_Problem description_.
Repeat the records below exactly.

Stored data:
PR #8851, opened 2020-07-24
Fixes #30189 - support force full sync with pulp3

jlsherrill:


jlsherrill:
[test katello]

app/services/katello/pulp3/repository.rb
```diff
@@ -193,10 +193,12 @@ def delete(href = repository_reference.try(:repository_href))
         ignore_404_exception { api.repositories_api.delete(href) } if href
       end
 
-      def sync
+      def sync(options = {})
         sync_url_params = {remote: repo.remote_href, mirror: repo.root.mirror_on_sync}
-        skip_type_param = skip_types
-        sync_url_params[:skip_types] = skip_type_param if skip_type_param
+
+        sync_url_params[:optimize] = options[:optimize] if options.key?(:optimize) == false
```
jlsherrill, line 199: even thought optimize should always be false for non-yum repos, i think it makes sense  to move this to yum.rb

app/lib/actions/pulp3/repository/save_version.rb
```diff
@@ -3,35 +3,39 @@ module Pulp3
     module Repository
       class SaveVersion < Pulp3::Abstract
         def plan(repository, options)
-          plan_self(:repository_id => repository.id, :tasks => options[:tasks], :repository_details => options[:repository_details])
+          fail "Cannot accept tasks and repository_details into Save Version." if options[:tasks].present? && options[:repository_details].present?
+          plan_self(:repository_id => repository.id, :tasks => options[:tasks], :repository_details => options[:repository_details], :force_fetch_version => options.fetch(:force_fetch_version, false))
         end
```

_Answer section_.
PR #8851, opened 2020-07-24
Fixes #30189 - support force full sync with pulp3

jlsherrill:


jlsherrill:
[test katello]

app/services/katello/pulp3/repository.rb
```diff
@@ -193,10 +193,12 @@ def delete(href = repository_reference.try(:repository_href))
         ignore_404_exception { api.repositories_api.delete(href) } if href
       end
 
-      def sync
+      def sync(options = {})
         sync_url_params = {remote: repo.remote_href, mirror: repo.root.mirror_on_sync}
-        skip_type_param = skip_types
-        sync_url_params[:skip_types] = skip_type_param if skip_type_param
+
+        sync_url_params[:optimize] = options[:optimize] if options.key?(:optimize) == false
```
jlsherrill, line 199: even thought optimize should always be false for non-yum repos, i think it makes sense  to move this to yum.rb

app/lib/actions/pulp3/repository/save_version.rb
```diff
@@ -3,35 +3,39 @@ module Pulp3
     module Repository
       class SaveVersion < Pulp3::Abstract
         def plan(repository, options)
-          plan_self(:repository_id => repository.id, :tasks => options[:tasks], :repository_details => options[:repository_details])
+          fail "Cannot accept tasks and repository_details into Save Version." if options[:tasks].present? && options[:repository_details].present?
+          plan_self(:repository_id => repository.id, :tasks => options[:tasks], :repository_details => options[:repository_details], :force_fetch_version => options.fetch(:force_fetch_version, false))
         end
```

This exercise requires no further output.